PR #2471, opened 2022-10-27
Rename `__jvp`-->`__fwd_diff`.

csyonghe:
Rename `__jvp` operator to `__fwd_diff` and related class names from `JVPDifferentiateXXX` to `ForwardDifferentiateXXX`.

@saipraveenb25 I suggest you to merge with these renaming changes as soon as they land to prevent merge conflicts down the road.


saipraveenb25 (approved):
We might have to change some of the internal comments that use 'JVP' to refer to forward-mode auto-diff so it's less confusing for later, but it's not a priority just yet.

PR #2472, opened 2022-10-27
Rename `JVPDerivativeModifier` -> `ForwardDifferentiableAttribute`.

csyonghe:


saipraveenb25 (approved):
We should also rename the test suffixes form `-jvp` to `-fwd` (not priority)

===

Task: Whenever a line of the listing above holds the word "opened", copy that line.

Exercise answer:
PR #2471, opened 2022-10-27
PR #2472, opened 2022-10-27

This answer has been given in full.